++++ Source material
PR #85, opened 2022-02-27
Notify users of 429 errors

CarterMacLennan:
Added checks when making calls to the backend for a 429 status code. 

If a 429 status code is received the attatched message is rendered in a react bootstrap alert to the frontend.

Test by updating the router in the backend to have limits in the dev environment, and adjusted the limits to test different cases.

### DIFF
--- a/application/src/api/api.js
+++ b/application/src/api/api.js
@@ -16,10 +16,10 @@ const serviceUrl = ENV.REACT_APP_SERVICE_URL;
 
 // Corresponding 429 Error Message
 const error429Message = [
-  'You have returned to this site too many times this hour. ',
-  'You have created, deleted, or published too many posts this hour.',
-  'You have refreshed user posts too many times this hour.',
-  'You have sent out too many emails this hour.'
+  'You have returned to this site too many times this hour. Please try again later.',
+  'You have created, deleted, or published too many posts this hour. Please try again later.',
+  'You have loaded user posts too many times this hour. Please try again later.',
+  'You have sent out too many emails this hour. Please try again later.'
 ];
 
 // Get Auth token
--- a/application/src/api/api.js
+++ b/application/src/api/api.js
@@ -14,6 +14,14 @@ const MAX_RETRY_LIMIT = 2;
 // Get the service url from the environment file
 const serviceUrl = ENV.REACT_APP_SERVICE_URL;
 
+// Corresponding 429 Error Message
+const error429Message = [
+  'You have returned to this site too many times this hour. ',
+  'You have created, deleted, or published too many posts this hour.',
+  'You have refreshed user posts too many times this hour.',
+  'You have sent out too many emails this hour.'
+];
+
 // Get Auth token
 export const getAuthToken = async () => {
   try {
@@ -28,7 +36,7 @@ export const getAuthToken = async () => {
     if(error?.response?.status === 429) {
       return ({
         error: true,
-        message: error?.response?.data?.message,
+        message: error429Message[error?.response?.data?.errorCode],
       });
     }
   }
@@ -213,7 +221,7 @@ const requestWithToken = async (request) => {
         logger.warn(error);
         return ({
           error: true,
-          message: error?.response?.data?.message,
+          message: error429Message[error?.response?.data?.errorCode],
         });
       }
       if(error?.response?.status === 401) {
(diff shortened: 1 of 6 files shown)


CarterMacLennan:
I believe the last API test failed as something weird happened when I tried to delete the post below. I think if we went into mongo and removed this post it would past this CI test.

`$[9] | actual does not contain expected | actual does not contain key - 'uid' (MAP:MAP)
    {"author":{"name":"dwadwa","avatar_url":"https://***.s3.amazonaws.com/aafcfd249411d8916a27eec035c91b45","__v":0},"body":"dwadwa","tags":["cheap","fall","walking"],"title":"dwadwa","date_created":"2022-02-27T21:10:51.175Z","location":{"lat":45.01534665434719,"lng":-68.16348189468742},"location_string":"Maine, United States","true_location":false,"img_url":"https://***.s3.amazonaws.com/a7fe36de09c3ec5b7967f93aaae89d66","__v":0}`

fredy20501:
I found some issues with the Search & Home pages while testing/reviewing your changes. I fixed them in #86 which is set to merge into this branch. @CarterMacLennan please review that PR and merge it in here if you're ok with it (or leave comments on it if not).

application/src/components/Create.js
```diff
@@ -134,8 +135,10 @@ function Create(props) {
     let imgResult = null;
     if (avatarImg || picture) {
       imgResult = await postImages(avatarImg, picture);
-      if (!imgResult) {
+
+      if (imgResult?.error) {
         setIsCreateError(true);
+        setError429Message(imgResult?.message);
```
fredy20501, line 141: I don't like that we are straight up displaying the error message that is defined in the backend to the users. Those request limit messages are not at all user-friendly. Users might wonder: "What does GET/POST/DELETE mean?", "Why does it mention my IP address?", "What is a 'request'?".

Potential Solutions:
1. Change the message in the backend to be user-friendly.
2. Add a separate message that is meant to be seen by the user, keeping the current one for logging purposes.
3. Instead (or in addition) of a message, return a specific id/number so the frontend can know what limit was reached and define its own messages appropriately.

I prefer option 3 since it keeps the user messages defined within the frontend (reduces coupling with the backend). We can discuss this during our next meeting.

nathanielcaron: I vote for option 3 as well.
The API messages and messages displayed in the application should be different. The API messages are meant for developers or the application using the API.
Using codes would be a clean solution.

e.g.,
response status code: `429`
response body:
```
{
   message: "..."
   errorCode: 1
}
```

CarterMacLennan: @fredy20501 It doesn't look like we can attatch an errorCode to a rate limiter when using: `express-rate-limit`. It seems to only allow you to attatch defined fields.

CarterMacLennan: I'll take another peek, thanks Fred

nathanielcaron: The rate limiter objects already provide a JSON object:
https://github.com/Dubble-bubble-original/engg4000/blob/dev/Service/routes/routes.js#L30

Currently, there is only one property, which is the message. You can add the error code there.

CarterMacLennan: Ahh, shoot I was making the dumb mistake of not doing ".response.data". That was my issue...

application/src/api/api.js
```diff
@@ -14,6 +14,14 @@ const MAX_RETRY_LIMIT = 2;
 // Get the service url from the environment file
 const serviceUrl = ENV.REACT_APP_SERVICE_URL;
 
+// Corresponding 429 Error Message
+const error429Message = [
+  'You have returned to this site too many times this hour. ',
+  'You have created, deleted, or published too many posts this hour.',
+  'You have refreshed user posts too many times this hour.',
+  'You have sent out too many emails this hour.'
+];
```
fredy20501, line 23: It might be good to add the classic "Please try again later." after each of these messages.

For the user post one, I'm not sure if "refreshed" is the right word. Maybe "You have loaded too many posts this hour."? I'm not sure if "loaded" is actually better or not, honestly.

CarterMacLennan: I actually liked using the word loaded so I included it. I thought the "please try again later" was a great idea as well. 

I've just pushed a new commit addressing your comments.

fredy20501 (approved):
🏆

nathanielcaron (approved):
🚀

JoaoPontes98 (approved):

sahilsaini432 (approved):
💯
++++++++
What is being asked: The complete data is to be transcribed verbatim.

Exercise result:
PR #85, opened 2022-02-27
Notify users of 429 errors

CarterMacLennan:
Added checks when making calls to the backend for a 429 status code. 

If a 429 status code is received the attatched message is rendered in a react bootstrap alert to the frontend.

Test by updating the router in the backend to have limits in the dev environment, and adjusted the limits to test different cases.

### DIFF
--- a/application/src/api/api.js
+++ b/application/src/api/api.js
@@ -16,10 +16,10 @@ const serviceUrl = ENV.REACT_APP_SERVICE_URL;
 
 // Corresponding 429 Error Message
 const error429Message = [
-  'You have returned to this site too many times this hour. ',
-  'You have created, deleted, or published too many posts this hour.',
-  'You have refreshed user posts too many times this hour.',
-  'You have sent out too many emails this hour.'
+  'You have returned to this site too many times this hour. Please try again later.',
+  'You have created, deleted, or published too many posts this hour. Please try again later.',
+  'You have loaded user posts too many times this hour. Please try again later.',
+  'You have sent out too many emails this hour. Please try again later.'
 ];
 
 // Get Auth token
--- a/application/src/api/api.js
+++ b/application/src/api/api.js
@@ -14,6 +14,14 @@ const MAX_RETRY_LIMIT = 2;
 // Get the service url from the environment file
 const serviceUrl = ENV.REACT_APP_SERVICE_URL;
 
+// Corresponding 429 Error Message
+const error429Message = [
+  'You have returned to this site too many times this hour. ',
+  'You have created, deleted, or published too many posts this hour.',
+  'You have refreshed user posts too many times this hour.',
+  'You have sent out too many emails this hour.'
+];
+
 // Get Auth token
 export const getAuthToken = async () => {
   try {
@@ -28,7 +36,7 @@ export const getAuthToken = async () => {
     if(error?.response?.status === 429) {
       return ({
         error: true,
-        message: error?.response?.data?.message,
+        message: error429Message[error?.response?.data?.errorCode],
       });
     }
   }
@@ -213,7 +221,7 @@ const requestWithToken = async (request) => {
         logger.warn(error);
         return ({
           error: true,
-          message: error?.response?.data?.message,
+          message: error429Message[error?.response?.data?.errorCode],
         });
       }
       if(error?.response?.status === 401) {
(diff shortened: 1 of 6 files shown)


CarterMacLennan:
I believe the last API test failed as something weird happened when I tried to delete the post below. I think if we went into mongo and removed this post it would past this CI test.

`$[9] | actual does not contain expected | actual does not contain key - 'uid' (MAP:MAP)
    {"author":{"name":"dwadwa","avatar_url":"https://***.s3.amazonaws.com/aafcfd249411d8916a27eec035c91b45","__v":0},"body":"dwadwa","tags":["cheap","fall","walking"],"title":"dwadwa","date_created":"2022-02-27T21:10:51.175Z","location":{"lat":45.01534665434719,"lng":-68.16348189468742},"location_string":"Maine, United States","true_location":false,"img_url":"https://***.s3.amazonaws.com/a7fe36de09c3ec5b7967f93aaae89d66","__v":0}`

fredy20501:
I found some issues with the Search & Home pages while testing/reviewing your changes. I fixed them in #86 which is set to merge into this branch. @CarterMacLennan please review that PR and merge it in here if you're ok with it (or leave comments on it if not).

application/src/components/Create.js
```diff
@@ -134,8 +135,10 @@ function Create(props) {
     let imgResult = null;
     if (avatarImg || picture) {
       imgResult = await postImages(avatarImg, picture);
-      if (!imgResult) {
+
+      if (imgResult?.error) {
         setIsCreateError(true);
+        setError429Message(imgResult?.message);
```
fredy20501, line 141: I don't like that we are straight up displaying the error message that is defined in the backend to the users. Those request limit messages are not at all user-friendly. Users might wonder: "What does GET/POST/DELETE mean?", "Why does it mention my IP address?", "What is a 'request'?".

Potential Solutions:
1. Change the message in the backend to be user-friendly.
2. Add a separate message that is meant to be seen by the user, keeping the current one for logging purposes.
3. Instead (or in addition) of a message, return a specific id/number so the frontend can know what limit was reached and define its own messages appropriately.

I prefer option 3 since it keeps the user messages defined within the frontend (reduces coupling with the backend). We can discuss this during our next meeting.

nathanielcaron: I vote for option 3 as well.
The API messages and messages displayed in the application should be different. The API messages are meant for developers or the application using the API.
Using codes would be a clean solution.

e.g.,
response status code: `429`
response body:
```
{
   message: "..."
   errorCode: 1
}
```

CarterMacLennan: @fredy20501 It doesn't look like we can attatch an errorCode to a rate limiter when using: `express-rate-limit`. It seems to only allow you to attatch defined fields.

CarterMacLennan: I'll take another peek, thanks Fred

nathanielcaron: The rate limiter objects already provide a JSON object:
https://github.com/Dubble-bubble-original/engg4000/blob/dev/Service/routes/routes.js#L30

Currently, there is only one property, which is the message. You can add the error code there.

CarterMacLennan: Ahh, shoot I was making the dumb mistake of not doing ".response.data". That was my issue...

application/src/api/api.js
```diff
@@ -14,6 +14,14 @@ const MAX_RETRY_LIMIT = 2;
 // Get the service url from the environment file
 const serviceUrl = ENV.REACT_APP_SERVICE_URL;
 
+// Corresponding 429 Error Message
+const error429Message = [
+  'You have returned to this site too many times this hour. ',
+  'You have created, deleted, or published too many posts this hour.',
+  'You have refreshed user posts too many times this hour.',
+  'You have sent out too many emails this hour.'
+];
```
fredy20501, line 23: It might be good to add the classic "Please try again later." after each of these messages.

For the user post one, I'm not sure if "refreshed" is the right word. Maybe "You have loaded too many posts this hour."? I'm not sure if "loaded" is actually better or not, honestly.

CarterMacLennan: I actually liked using the word loaded so I included it. I thought the "please try again later" was a great idea as well. 

I've just pushed a new commit addressing your comments.

fredy20501 (approved):
🏆

nathanielcaron (approved):
🚀

JoaoPontes98 (approved):

sahilsaini432 (approved):
💯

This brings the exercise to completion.